What the task requires: Only the lines from the one containing "Made it clear" to the end of the material belong in your answer. Please copy them word for word.

┄┄┄┄┄┄

PR #86, opened 2016-12-01
stated that self_update is a boot parameter

sven15:
Made it clear that self_update for YaST is a boot parameter. The link for further details does not make that fact clear immediately.


sven15:
[Automatic Update of YaST at beginning of the installation](https://trello.com/c/XIGmIxwS/211-automatic-update-of-yast-at-beginning-of-the-installation)

imobachgs:
Thanks!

┄┄┄┄┄┄

Solution to the problem:
Made it clear that self_update for YaST is a boot parameter. The link for further details does not make that fact clear immediately.


sven15:
[Automatic Update of YaST at beginning of the installation](https://trello.com/c/XIGmIxwS/211-automatic-update-of-yast-at-beginning-of-the-installation)

imobachgs:
Thanks!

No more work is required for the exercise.